Upstreaming patches from a vendor kernel is a constant process of trying to get on board a train, falling behind, and hopping back on again.

Typically, a vendor kernel is based on an older version of the kernel. As a result, one has to forward port a series of patches against the latest kernel mainline. This is seldom a pain free affair, since the patches may not apply without manual edits. For example, the kernel interfaces may have changed, patches merged into mainline could have conflicting changes, and so on. On top of all of this, you have the reality that this task will need to be performed a number of times while you track mainline.

Basics

I usually perform cherry-picking of each patch on top of the mainline branch from the vendor branch, which is usually based on some old stable point release. Let’s assume that there are tags pointing to the vendor and stable commits, this reports the number of patches on top of that stable release.

panto@dev:~/linux (master)$ git describe stable
v4.1.15

panto@dev:~/linux (master)$ git describe vendor
v4.1.15-926-gea8c225

In this case, the patches are against stable v4.1.15 and there are 926 patches
on top of it; the format of the describe label is <tag>-<#-of-patches>-g<commit>

Workflow

First we get our needed information on the master branch.

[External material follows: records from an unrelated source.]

Issue #899, opened 2021-05-18
Cluster resource ephemeral_storage_config for localSSD


jeremyrcampb:
I'd like to [use localSSDs for ephemeral storage](https://cloud.google.com/kubernetes-engine/docs/how-to/persistent-volumes/local-ssd) for specific node pools.  It looks like the Google provider has exposed this on the beta provider for the [container_cluster](https://registry.terraform.io/providers/hashicorp/google/latest/docs/resources/container_cluster#ephemeral_storage_config) resource.  Is it on the radar to get added to this module?

Thank you!

morgante:
We'd be happy to review a PR adding this.

jeremyrcampb:
Addressed in merged PR.  Thanks!

PR #902, opened 2021-05-20
Add use local_ssd_ephemeral_count attribute in node_pool config (beta)

jeremyrcampb:
This addresses #899 by adding a new local_ssd_ephemeral_count attribute to the node_pool configuration.  This gets passed conditionally to a new `ephemeral_storage_config` block on the `google_container_node_pool` resource.

This is supported only on the google-beta provider, since 3.60.0, and is a beta feature in GKE 1.18 and later.

Feature and its use is documented [here](https://cloud.google.com/kubernetes-engine/docs/how-to/persistent-volumes/local-ssd).

Mutually Exclusive Configs:

Both local_ssd_count and local_ssd_ephemeral_count cannot be used on the same node pool, an error will return:

`Error: error creating NodePool: googleapi: Error 400: Can not use local SSDs as volumes when using ephemeral storage backed by local SSDs., badRequest`

### DIFF
--- a/README.md
+++ b/README.md
@@ -46,20 +46,20 @@ module "gke" {
 
   node_pools = [
     {
-      name               = "default-node-pool"
-      machine_type       = "e2-medium"
-      node_locations     = "us-central1-b,us-central1-c"
-      min_count          = 1
-      max_count          = 100
-      local_ssd_count    = 0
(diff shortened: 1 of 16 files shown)


comment-bot-dev:

PR #920, opened 2021-06-07
use absolute path for overlay files similar to service account key file

Pega88:
Similar to the fix @ameer00 and I made for `KEY_FILE_COMMAND_SNIPPET` to add the full path to the service account key file, the `CUSTOM_OVERLAYS_COMMAND ` also needs the full path since the script generating the command is in a different location from where it is used, so it will not resolve relative paths correctly.


comment-bot-dev:

Pega88:
needs rework to work with multiple files, only works with a single file. will update.

PR #1383, opened 2024-01-05
chore: move TypeScript type dependencies to dev dependencies

fxOne:
## What/Why/How?

Currently, `@types/node` is a dependency in the `@redocly/openapi-core` package. As these are only TypeScript types, they are not needed in production and can be moved to a dev dependency.

Also, there is already a `@types/node@17.0.31` in the root package. My question would be whether the dependency there should be sufficient and whether the dependency should be changed to a more up-to-date version.

## Check yourself

- [x] Code is linted

## Security

### DIFF
--- a/package-lock.json
+++ b/package-lock.json
@@ -12894,7 +12894,6 @@
       "license": "MIT",
       "dependencies": {
         "@redocly/ajv": "^8.11.0",
-        "@types/node": "^14.11.8",
         "colorette": "^1.2.0",
         "js-levenshtein": "^1.1.6",
         "js-yaml": "^4.1.0",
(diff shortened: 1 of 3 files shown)


tatomyr:
Thank you for spotting this on!
You absolutely can try updating the types to a newer version unless there're massive issues with that.

tatomyr:
@lornajane no we don't. If @fxOne won't update this, I'll merge this MR as it is.

fxOne:
@tatomyr I have updated `@types/node` to the latest version.

tatomyr (approved):
Thank you @fxOne for improving Redocly CLI! 😄

PR #1386, opened 2024-01-10
docs: Use Museum API instead of Petstore examples

### LINKED ISSUE #1374: Use Museum API as our example API description
**Describe the bug**

We use petstore as an example in many places, but this it outdated and our new [Museum API](https://github.com/Redocly/museum-openapi-example) would be better.

Replace the usage in CLI docs (currently in these files):
- [ ] ~commands/push.md~ complex command, only used for workflows
- [x] commands/bundle.md
- [x] commands/join.md
- [x] commands/lint.md
- [x] decorators/media-type-examples-override.md
- [x] installation.md

lornajane:
## What/Why/How?

Fixes #1374 

## Reference

https://github.com/Redocly/museum-openapi-example/

## Check yourself

- [x] Code is linted

## Security


docs/commands/lint.md
```diff
@@ -111,9 +88,7 @@ If you try to execute the `lint` command without apis when your project doesn't
 
 By default, the CLI tool looks for the [Redocly configuration file](../configuration/index.md) in the current working directory. Use the optional `--config` argument to provide an alternative path to a configuration file.
 
-```bash
-redocly lint --config=./another/directory/config.yaml
-```
+`redocly lint --config=./another/directory/config.yaml`
```
adamaltman, line 91: Isn't it better as before as a code block? (it is copy/paste-able as above, and people can also report problems with the code snippet as above)

lornajane: I think the general consensus was that really the whole page needs refactoring, but that this way is fine for now (and better than the wall of code samples). Happy to open a followup issue, but I'd like to focus on the example updates in this PR.

RomanHotsiy: I may look better (which is a matter of taste 💅) but I find it way harder to copy this way.
It's also inconsistent as some pages use code snippets and this one uses inline blocks.

If we decide to keep it as is can we open a ticket for refactoring this page?

lornajane: We definitely can! There's a lot more we could do if we wanted to invest some serious time in all the command pages IMO. Readability was my main aim on this pass, I think copying the config is more valuable than copying a short command that a user will need to edit anyway, so I picked this setup as the least worst option.

lornajane: I've added #1429 so we don't lose sight of this.

docs/commands/bundle.md
```diff
@@ -90,98 +90,6 @@ By default, the CLI tool looks for the Redocly configuration file in the current
...
-📦 Created a bundle for pet.yaml at bundled/pet.yaml 35ms.
-```
-
-{% /tab  %}
-{% /tabs  %}
-In this format, `bundle` uses the [Checkstyle](https://checkstyle.org/) XML report format.
-Due to the limitations of this format, the output _only_ includes the filename, line, column, severity,
-and rule ID (in the `source` attribute).
-All other information is omitted.
-
```
TaylorKrusen, line 184: Just to confirm, did we remove these formats from the CLI?

lornajane: There's an open ticket to drop linting from the bundle command, which is what this is the output for. So I figured we'd be dropping this section soon.

TaylorKrusen (approved):
+1 on the preference for code blocks because it's easier to copy. But it looks like we created an issue to update the code formatting, so this one LGTM.

docs/commands/lint.md
```diff
@@ -44,50 +44,31 @@ The `lint` command behaves differently depending on how you pass apis to it and
...
-{% tabs %}
-{% tab label="Command" %}
-
-```bash
-redocly lint
-```
-
-{% /tab  %}
-{% tab label="Configuration file" %}
+You can omit apis completely when executing the `lint` command to check all APIs defined in the configuration file. Run `redocly lint` with noarguments to lint all defined APIs; an example `redocly.yaml` file is shown below:
```
HCloward, line 71:
```suggestion
You can omit apis completely when executing the `lint` command to check all APIs defined in the configuration file. Run `redocly lint` with no arguments to lint all defined APIs; an example `redocly.yaml` file is shown below:
```

docs/commands/lint.md
```diff
@@ -245,127 +208,80 @@ redocly lint --format=json
...
-{% tabs %}
-{% tab label="Command" %}
 
-```shell
-redocly lint openapi/petstore.yaml --generate-ignore-file
-```
-
-{% /tab  %}
-{% tab label="Output" %}
+`redocly lint museum-with-errors.yaml --generate-ignore-file` runs the lint command and add all the errors to an ignore file.
```
HCloward, line 247:
```suggestion
`redocly lint museum-with-errors.yaml --generate-ignore-file` runs the lint command and adds all the errors to an ignore file.
```

docs/decorators/media-type-examples-override.md
```diff
@@ -1,109 +1,216 @@
...
-          '400':
-            application/json: ./pet-errors-examples.yaml
+            application/json: ./opening-hours-examples.yaml
 ```
 
+Replace a `requestBody` media type example by using the `request` key in `redocly.yaml`.
+The `examples` section in the API description is wholly replaced by the contents of the file you reference.
+
+Replace a response media type example for a specific status by setting `responses` and then the desired status in your configuration file.
+The `examples` section for that response status is replaced by the contents fo the file specified.
```
HCloward, line 37:
```suggestion
The `examples` section for that response status is replaced by the contents of the file specified.
```

HCloward (approved):

Issue #1314, opened 2023-10-25
Supporting `x-tagGroups` in `join` command


unional:
**Describe the problem to be solved**

Currently, the `join` command creates a spec that uses the filename as the `x-tagGroups`.

This cause all tags are added to the same `openapespec` group for the following:

```sh
# /packages/api-a/open_api/openapespec.yaml
# /packages/api-b/open_api/openapespec.yaml

redocly join packages/api-a/open_api/openapispec.yaml packages/api-b/open_api/openapispec.yaml -o public/openapi.yaml

# or
redocly join packages/*/open_api/*.yaml -o public/openapi.yaml
```

**Describe the solution you'd like**

Use `info.title` of each file as the group name

**Describe alternatives you've considered**

add a flag to specify which prop to use.

**Additional context**

tatomyr:
Thanks for the suggestion @unional!

tatomyr:
Hey @unional, could you check if using [this option](https://redocly.com/docs/cli/commands/join/#prefix-tags-with-info-prop) covers your case?

unional:
> Hey @unional, could you check if using [this option](https://redocly.com/docs/cli/commands/join/#prefix-tags-with-info-prop) covers your case?

Nope. That changes the tags not the tag groups.

lornajane:
It's very difficult to pick a prefix solution here that works for everyone - although we do have the option to not create the groups which I think is important. I agree that `info.title` would be (or should be) a more API-specific group label and would like us to make this change, but we need to take care with special characters in it to create a useful value for the tag groups.

Also we'll need to make it very clear in the changelog that this behaviour is changing - minor version bump at a minimum. I know the join command is still marked experimental but we do see quite a bit of usage!

unional:
I observe another issue related to this.
Without the `x-tagGroups` support for the `join` command, I can' control the order or filter out specific tags from the join doc.

Able to filter out tags are especially important as we can add the next version of API to the documentation during development while they are not exposed in the final doc.

lornajane:
Thanks for your comment @unional , but in general it's better to open a new issue than to comment on a closed one where additional conversation might not be seen.

For this additional issue, perhaps you can use the filter-out decorator after joining to produce the output of the combined API descriptions without the tagged endpoints? There's more information about the filter-out decorator in the docs: https://redocly.com/docs/cli/decorators/filter-out/

Issue #1203, opened 2023-08-01
Join command creates x-tagGroups that don't match extension schema and fails linting


johnrengelman:
**Describe the bug**

When using the `join` command with automatic `x-tagGroup` generation, the cli populates a `description` property on the object using the description from the api that was joined https://github.com/Redocly/redocly-cli/blob/f7a6a036ec8dba9f0b526504d9ad3cd4550f0572/packages/cli/src/commands/join.ts#L324-L343

The resulting document fails when evaluated with the `lint` command, because `description` is not a valid property for `x-tagGroups` elements https://github.com/Redocly/redocly-cli/blob/f7a6a036ec8dba9f0b526504d9ad3cd4550f0572/packages/core/src/types/oas3.ts#L35-L41

**To Reproduce**

1. `npx @redocly/cli join <api1.yml> <api2.yml> -o joined.yml`
2. `npx @redocly/cli lint joined.yml`

**Expected behavior**

**Logs**

```
[1] bundle.yml:5742:5 at #/x-tagGroups/0/description

Property `description` is not expected here.

5740 |     .....<snip>

Error was generated by the spec rule.
```

**OpenAPI definition**

`.redocly.yml` -
```
extends:
  - recommended
rules:
  no-invalid-media-type-examples:
    severity: error
    allowAdditionalProperties: true
  operation-operationId-unique: warn
```

**Redocly Version(s)**

1.0.0

`v16.16.0`

lornajane:
Thanks for the clear bug report. If you don't need the tag groups, you can work around this for now by adding `--without-x-tag-groups` to your command until we get this sorted. More information here: https://redocly.com/docs/cli/commands/join/#without-x-tag-groups

johnrengelman:
Yup - only issue with that option is that there is no way to add x-tagGroups when using join because they are ignored from the sub-APIs.

lornajane:
I'm not sure why we're adding the description when creating an `x-tagGroup`, and we don't actually support this in our own [explanation of the extension](https://redocly.com/docs/api-reference-docs/specification-extensions/x-tag-groups/). I think the right thing to do here is to stop adding descriptions to tag groups when joining API descriptions.

Related: an open issue about using `info.title` rather than the filename to name the tag groups #1314

PR #1394, opened 2024-01-16
feat: removed descriptions and added info.title as group names for x-tagGroup  in Join command

o-bbk:
## What/Why/How?
Removed descriptions adding for x-tagGroups for the `join` command as they are not supported and cause errors on linting.

## Reference
Resolves https://github.com/Redocly/redocly-cli/issues/1203
Resolves https://github.com/Redocly/redocly-cli/issues/1314

## Check yourself

- [x] Code is linted

## Security


.changeset/grumpy-toys-reply.md
```diff
@@ -0,0 +1,5 @@
+---
+"@redocly/cli": patch
+---
+
+Removed descriptions adding for x-tagGroups for the `join` command.
```
lornajane, line 5: Please include something about why this change was made, and the differences that the user may observe.

lornajane (dismissed):

tatomyr (approved):

lornajane:
Feature does work perfectly though - just the changelog needs some work :)

.changeset/grumpy-toys-reply.md
```diff
@@ -0,0 +1,6 @@
+---
+"@redocly/cli": patch
+---
+
+- Removed descriptions adding for x-tagGroups for the `join` command. Descriptions in x-tagGroups are not supported and cause errors on linting.
+- `info.title` is now used as a name in x-tagGroups instead of a file name for the `join` command to make possible the joining of files with the same names.
```
lornajane, line 6: Will existing users see changed behaviour? Is it configurable?

adamaltman: What if the `info.title`'s are the same?

tatomyr: Use info versions as well? Is it a valid case to join different versions of the same API descriptions? If even that fails, I'd expect a warning/error. Alternatively, we can add indexes (like Title_1, Title_2 and so on), but this behaviour might be confusing.

lornajane: If the titles are the same, they'll only get one `x-tagGroups` entry. Let's link to the [info-override decorator](https://redocly.com/docs/cli/decorators/info-override/) in the join command docs so that the user can adjust one or all of the titles to suit their needs before joining.

malis42: This docs change will be resolved in a separate PR here https://github.com/Redocly/redocly-cli/pull/1422

tatomyr (approved):

.changeset/grumpy-toys-reply.md
HCloward, line 6:
```suggestion
- Updated `info.title` to be used as a name in x-tagGroups instead of a file name for the `join` command, so you can now join files with the same names.
```

malis42: Fixed, thanks!

HCloward (approved):

.changeset/grumpy-toys-reply.md
```diff
@@ -0,0 +1,6 @@
+---
+"@redocly/cli": patch
```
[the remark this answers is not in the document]
malis42: Changed to minor as requested, thanks!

panto@dev:~/linux (master)$ git describe master
v4.8-rc8-13-g53061af

Our master is today’s mainline kernel (v4.8-rc8) with just 13 patches on top of it. The problem with cherry-picking and manual editing is that when you edit the patch the commit id changes since the contents of the patch changes. We need a way to have a list of patches to cherry-pick, iteratively apply them, and manually fix any problems.

panto@dev:~/linux (master)$ git checkout --track -b work master
Checking out files: 100% (33262/33262), done.
Branch work set up to track local branch master.
Switched to a new branch 'work'

panto@dev:~/linux (work)$ git log --reverse --oneline stable..vendor >patchlist.txt

We create file with a list of the commits we want to apply on the work branch.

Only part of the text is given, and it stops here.